ACTION ITEM:
Each entry must be output once more without any change.

MATERIAL FOR THIS EXERCISE:

PR #437, opened 2023-10-11
[CD-507] update JS linting config

rupl:
# CD-507

## Types of changes

## Description
`npm run js:lint` is more forgiving, in that it still returns exit status 0 when it cannot match any files. I also changed where it looks for files (used to be `js/` now it's both `js/` and `components/`).

 The base-theme JS command has also been updated to include `components/` and that whole directory did have to be linted. I adjusted some linting rules according to my personal preference. I'm flexible if it's not palatable to the group.

## Steps to test

  1. Before checking out the branch, `npm run js:lint` on the sub-theme. It should show the following:

```
$ npm run js:lint

> common-design-subtheme@9.2.1 js:lint
> eslint '{js,components}/*.js'


Oops! Something went wrong! :(

ESLint: 7.32.0

No files matching the pattern "js/*.js" were found.
Please check for typing mistakes in the pattern.
```

If you run `echo $?` it will print the number `2`

  2. After checking the branch out, `npm run js:lint` and the error should be gone, and `echo $?` will output `0`
  3. Add a JS file with badly formatted code e.g. `d = 'something';` anywhere inside `components/` and make sure the linter still catches the errors.

## Impact
No impact unless you were running `npm run js:lint` in CI, but I don't think we do that anywhere. We can now start doing it and sites with zero custom JS will still pass.

## PR Checklist


left23 (approved):
Works as described, thanks!

PR #441, opened 2023-10-23
CD-500 Focus styles for main navigation

left23:
## Types of changes

## Description
Increases the opacity of the active item underline for better visibility, uses consistent focus-visible styles so all items in header have the same style when tabbing with the keyboard.

  1. Check out this branch and compare with https://web.brand.unocha.org
  2. The Active trail and Active item should be preserved but the opacity increased for better visibility, also on mobile
  3. The Main Menu keyboard tabbing should have a blue outline like the other elements, but the click focus should remain as before (we are distinguishing between focus and focus-visible now)

## Impact
Update the base theme with the latest release when this PR is merged and included.
This will correct a recent regression so if no overrides have been made in the sub theme, no work should be needed. If there are overrides in place to correct the opacity, these can be removed in favour of the changes in the base theme.

## PR Checklist

### DIFF
--- a/components/cd/cd-header/cd-language-switcher.css
+++ b/components/cd/cd-header/cd-language-switcher.css
@@ -18,10 +18,6 @@
   line-height: var(--cd-global-header-height);
 }
 
-.cd-language-switcher__btn:focus {
-  outline: var(--cd-outline-size) solid var(--brand-primary--light);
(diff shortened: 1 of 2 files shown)


rupl (approved):
Lovely!

PR #451, opened 2024-01-03
[CD-483] SDC

rupl:
# CD-483

## Types of changes
- :heavy_check_mark: New feature (non-breaking change which adds functionality)

## Description
Paving the way for SDC, plus one component to start off. All files for Drupal Libraries are now inside the `libraries` subdirectory, and `components` (which is a required directory for SDC) now holds SDC only.

Note: the diff looks huge, but it's only due to renaming the `components` directory to be `libraries`.

Use this branch in conjunction with https://github.com/UN-OCHA/common-design-site/pull/369

  1. Check this branch out inside an existing site and `drush cr`
  2. See that the demo page still works as intended.

## Impact

If someone has directly referenced any file inside `components` then their theme will break. Care must be taken to remove these manual references and replace them with [Drupal Libraries overrides](https://www.drupal.org/docs/develop/theming-drupal/adding-assets-css-js-to-a-drupal-theme-via-librariesyml#s-libraries-override). If the theme was already using proper `libraries-override` entries, there is no impact to the existing site.

To begin using SDC in an existing sub-theme, it's advisable to rename the existing `components` subdir to be `libraries` and update all your custom entries in `common_design_subtheme.libraries.yml` to point at the new directory. Then you can start putting your SDCs into the `components` directory.

## PR Checklist


libraries/cd-byline/cd-byline.html.twig
```diff
@@ -7,7 +7,7 @@
   <div class="cd-byline__wrapper cd-max-width [ cd-bumper ]">
 
     <div class="cd-byline__image cd-byline__image--rounded">
-      <img src="/themes/contrib/common_design/components/cd-byline/mark-lowcock.jpg" alt="Mark Lowcock">
+      <img src="/themes/contrib/common_design/libraries/cd-byline/mark-lowcock.jpg" alt="Mark Lowcock">
```
rupl, line 10: heh, a great example of something that SDC would fix! Nice catch.

libraries/README.md
```diff
@@ -0,0 +1,140 @@
+### Component QA status
```
left23, line 1: This whole file is less relevant, if I understand correctly. I guess it will go away eventually. Is there reason to edit it down a lot now?

left23 (approved):

libraries/README.md
rupl: I don't feel the need to edit it down for this PR. It's a good historical reference and still relevant to the Libraries themselves.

ANSWER FOR THIS EXERCISE:
PR #437, opened 2023-10-11
[CD-507] update JS linting config

rupl:
# CD-507

## Types of changes

## Description
`npm run js:lint` is more forgiving, in that it still returns exit status 0 when it cannot match any files. I also changed where it looks for files (used to be `js/` now it's both `js/` and `components/`).

 The base-theme JS command has also been updated to include `components/` and that whole directory did have to be linted. I adjusted some linting rules according to my personal preference. I'm flexible if it's not palatable to the group.

## Steps to test

  1. Before checking out the branch, `npm run js:lint` on the sub-theme. It should show the following:

```
$ npm run js:lint

> common-design-subtheme@9.2.1 js:lint
> eslint '{js,components}/*.js'


Oops! Something went wrong! :(

ESLint: 7.32.0

No files matching the pattern "js/*.js" were found.
Please check for typing mistakes in the pattern.
```

If you run `echo $?` it will print the number `2`

  2. After checking the branch out, `npm run js:lint` and the error should be gone, and `echo $?` will output `0`
  3. Add a JS file with badly formatted code e.g. `d = 'something';` anywhere inside `components/` and make sure the linter still catches the errors.

## Impact
No impact unless you were running `npm run js:lint` in CI, but I don't think we do that anywhere. We can now start doing it and sites with zero custom JS will still pass.

## PR Checklist


left23 (approved):
Works as described, thanks!

PR #441, opened 2023-10-23
CD-500 Focus styles for main navigation

left23:
## Types of changes

## Description
Increases the opacity of the active item underline for better visibility, uses consistent focus-visible styles so all items in header have the same style when tabbing with the keyboard.

  1. Check out this branch and compare with https://web.brand.unocha.org
  2. The Active trail and Active item should be preserved but the opacity increased for better visibility, also on mobile
  3. The Main Menu keyboard tabbing should have a blue outline like the other elements, but the click focus should remain as before (we are distinguishing between focus and focus-visible now)

## Impact
Update the base theme with the latest release when this PR is merged and included.
This will correct a recent regression so if no overrides have been made in the sub theme, no work should be needed. If there are overrides in place to correct the opacity, these can be removed in favour of the changes in the base theme.

## PR Checklist

### DIFF
--- a/components/cd/cd-header/cd-language-switcher.css
+++ b/components/cd/cd-header/cd-language-switcher.css
@@ -18,10 +18,6 @@
   line-height: var(--cd-global-header-height);
 }
 
-.cd-language-switcher__btn:focus {
-  outline: var(--cd-outline-size) solid var(--brand-primary--light);
(diff shortened: 1 of 2 files shown)


rupl (approved):
Lovely!

PR #451, opened 2024-01-03
[CD-483] SDC

rupl:
# CD-483

## Types of changes
- :heavy_check_mark: New feature (non-breaking change which adds functionality)

## Description
Paving the way for SDC, plus one component to start off. All files for Drupal Libraries are now inside the `libraries` subdirectory, and `components` (which is a required directory for SDC) now holds SDC only.

Note: the diff looks huge, but it's only due to renaming the `components` directory to be `libraries`.

Use this branch in conjunction with https://github.com/UN-OCHA/common-design-site/pull/369

  1. Check this branch out inside an existing site and `drush cr`
  2. See that the demo page still works as intended.

## Impact

If someone has directly referenced any file inside `components` then their theme will break. Care must be taken to remove these manual references and replace them with [Drupal Libraries overrides](https://www.drupal.org/docs/develop/theming-drupal/adding-assets-css-js-to-a-drupal-theme-via-librariesyml#s-libraries-override). If the theme was already using proper `libraries-override` entries, there is no impact to the existing site.

To begin using SDC in an existing sub-theme, it's advisable to rename the existing `components` subdir to be `libraries` and update all your custom entries in `common_design_subtheme.libraries.yml` to point at the new directory. Then you can start putting your SDCs into the `components` directory.

## PR Checklist


libraries/cd-byline/cd-byline.html.twig
```diff
@@ -7,7 +7,7 @@
   <div class="cd-byline__wrapper cd-max-width [ cd-bumper ]">
 
     <div class="cd-byline__image cd-byline__image--rounded">
-      <img src="/themes/contrib/common_design/components/cd-byline/mark-lowcock.jpg" alt="Mark Lowcock">
+      <img src="/themes/contrib/common_design/libraries/cd-byline/mark-lowcock.jpg" alt="Mark Lowcock">
```
rupl, line 10: heh, a great example of something that SDC would fix! Nice catch.

libraries/README.md
```diff
@@ -0,0 +1,140 @@
+### Component QA status
```
left23, line 1: This whole file is less relevant, if I understand correctly. I guess it will go away eventually. Is there reason to edit it down a lot now?

left23 (approved):

libraries/README.md
rupl: I don't feel the need to edit it down for this PR. It's a good historical reference and still relevant to the Libraries themselves.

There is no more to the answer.